• _GIVEN RECORDS_:
-=-=-=-=-
PR #1754, opened 2026-09-18
CI: Fail on missing preconditions and exceeded boundaries

### LINKED ISSUE #1747: Testing preconditions are not a hard-stop for some test causing low-fidelity signals in the CI/testing infra.
Testing preconditions, such as docker missing, can cause some tests to skip or silently pass. Others leave resources hanging waiting on something that will never happen but the root cause of the issue is unclear.

When a test that requires a precondition runs without said precondition being met, the test should fail when running in CI and produce a concise summary pinpointing the root cause.

[area/tests][area/dev-infra]

stshrive:
This change addresses six ways CI pipeline could report false success or hang on broken infrastructure. Importantly, this change does two things to reduce load on infrastructure:

1. It prevents jobs from running for [the default action limit of 360m](https://docs.github.com/en/actions/reference/workflows-and-actions/workflow-syntax#jobsjob_idtimeout-minutes) by pinning the timeout to `45m`.
2. It limits pull_request jobs from continuing execution once superseded by new changes.

- **Silent container test skipping**: Tests now explicitly fail if `CI` or `REQUIRE_DOCKER` is set (while still skipping on local machines lacking Docker), with the check implemented in `dockerenv` to avoid an import cycle between `storetest` and `atepg`.
- **Unbounded trust bundle wait**: Enforced a shared 120-second timeout across both bundles (overridable via `ATE_INSTALL_TRUST_BUNDLE_TIMEOUT`) and added diagnostic dumping of bundles, controller pods, and logs before returning a non-zero exit code.
- **Missing sandbox preflight validation**: Added early preflight checks for `/dev/kvm` and `SandboxConfig/microvm` that fail fast and print actionable remediation instructions.
- **Skipped migration checks on main**: Configured the migration immutability check to run on pushes to main to catch modified migrations at the point of merge.
- **Pre-merge vulnerability scanning**: Configured `govulncheck` to run on pull requests to catch vulnerable dependencies prior to merging into main.
- **Missing job timeouts and concurrency limits**: Defined explicit timeout-minutes (45m and 120m bounds) and added concurrency groups that automatically cancel superseded pull request runs without canceling runs on main.

Fixes #1747

- [x] Tests pass
  - Silent container skipping, unbounded trust bundles, and missing sandbox were all forced locally and confirmed to exist with changes here resolving each.
  - The latter half of the scenarios exist in CI only due to being GH Action trigger issues.


BenTheElder:
>Post-merge vulnerability scanning: Configured govulncheck to run on pull requests to catch vulnerable dependencies prior to merging into main.

We intentionally did not do this. Vulns are point-in-time X sources, not just sources. 
We don't want to stop merging other PRs when there's a vuln in main's deps.

stshrive:
> We intentionally did not do this. Vulns are point-in-time X sources, not just sources.
> We don't want to stop merging other PRs when there's a vuln in main's deps.

There are two vectors of getting a vuln though.

The first is a new dependency that is _not_ in main and has not been scanned yet gets added in a PR without being scanned.

The second is a new point-in-time vuln being discovered in a dependency already in main.

I think it is worth manually overriding the latter to prevent the former from being inadvertently added to main.

stshrive:
I removed the update to the vuln check execution pattern. This should remedy any concerns about new point-in-time vulns in main blocking PRs.

annapendleton (approved):

cmd/ateapi/internal/store/dockerenv/dockerenv.go
```diff
@@ -60,3 +60,11 @@ func Configure(ctx context.Context) error {
 	}
 	return nil
 }
+
+// Required reports whether an unavailable container must fail the test rather
+// than skip it. Skipping is right on a workstation without Docker and wrong in
```
BenTheElder, line 65: hmm, I wonder if we should just require it ... something to consider in a follow-up, maybe add a TODO?

detecting if docker is available is also a fragile concept vs just spawning the container (let alone getting into topics like podman support)

skipping locally can also give a false sense of security when these packages are tested, and we pretty much require docker to develop substrate anyhow

internal/e2e/preflight.go
```diff
@@ -61,5 +63,30 @@ func PreflightChecks() error {
 		return fmt.Errorf("ListActors RPC failed: %v", err)
 	}
 
+	// The micro-VM class needs a SandboxConfig and a node advertising /dev/kvm.
+	// Without either, worker pods stay Pending and every suite fails on its own
+	// timeout minutes later, naming neither cause.
+	if IsMicroVM() {
+		if _, err := clients.SubstrateK8s.ApiV1alpha1().SandboxConfigs().Get(ctx, SandboxClassMicroVM, metav1.GetOptions{}); err != nil {
+			return fmt.Errorf("E2E_SANDBOX_CLASS=%s but SandboxConfig/%s is missing (apply manifests/microvm/sandboxconfig-microvm.yaml.tmpl): %w",
```
BenTheElder: we should probably give a more useful instruction here, you can't apply the tmpl file directly.

internal/e2e/preflight.go
```diff
@@ -61,5 +63,30 @@ func PreflightChecks() error {
...
+				SandboxClassMicroVM, SandboxClassMicroVM, err)
+		}
+
+		nodes, err := clients.K8s.CoreV1().Nodes().List(ctx, metav1.ListOptions{})
```
BenTheElder: this won't work in large clusters, the results will be paginated, and it's possible the first page has none of the uVM nodes. it probably makes more sense IMHO to just let these things be runtime test failures, it only takes marginally longer to start real tests and fail when we can't schedule the pod / actor, and this knowledge of KVM is going to get out of sync with the real implementation.

consider eg in the future we might have /dev/mshv on azure

internal/e2e/preflight.go
BenTheElder: @zoez7 this will need updating with sandboxconfig redesign.

BenTheElder: We should also start including the uVM manifest by default when we no longer need to build binaries on the fly, that is https://github.com/agent-substrate/substrate/pull/1708

internal/e2e/preflight.go
stshrive: I don't think this will paginate based on the references for `ListOptions` which requires the `limit` value be set.

- https://kubernetes.io/docs/reference/generated/kubernetes-api/v1.37/#listoptions-v1-meta
- https://kubernetes.io/docs/reference/using-api/api-concepts/#retrieving-large-results-sets-in-chunks

Anyway, your point about `/dev/mshv` stands and I will push the specific device failure modes to runtime as suggested. Doing this removes the specific list call as well.

cmd/ateapi/internal/store/dockerenv/dockerenv.go
stshrive: I have added a TODO for now.

internal/e2e/preflight.go
stshrive: I have updated the recommendation in the message. I used a reference to the README which should survive a rename/redesign to the underlying system for uVM setup. Once the manifest is included by default, this check should just be a no-op.

internal/e2e/preflight.go
stshrive: I've pushed the error to runtime detection. IMO there is still a missing element which is to get the diagnostics out upon failure. I added another TODO for that but it is in a separate file, `resume.go`

maxsmythe (approved):
LGTM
-=-=-=-=-
• _BRIEF_: Give back exactly what runs from the first line of the listing above to the line that contains "Testing preconditions, such", keeping both end lines.

• _TASK ANSWER_:
PR #1754, opened 2026-09-18
CI: Fail on missing preconditions and exceeded boundaries

### LINKED ISSUE #1747: Testing preconditions are not a hard-stop for some test causing low-fidelity signals in the CI/testing infra.
Testing preconditions, such as docker missing, can cause some tests to skip or silently pass. Others leave resources hanging waiting on something that will never happen but the root cause of the issue is unclear.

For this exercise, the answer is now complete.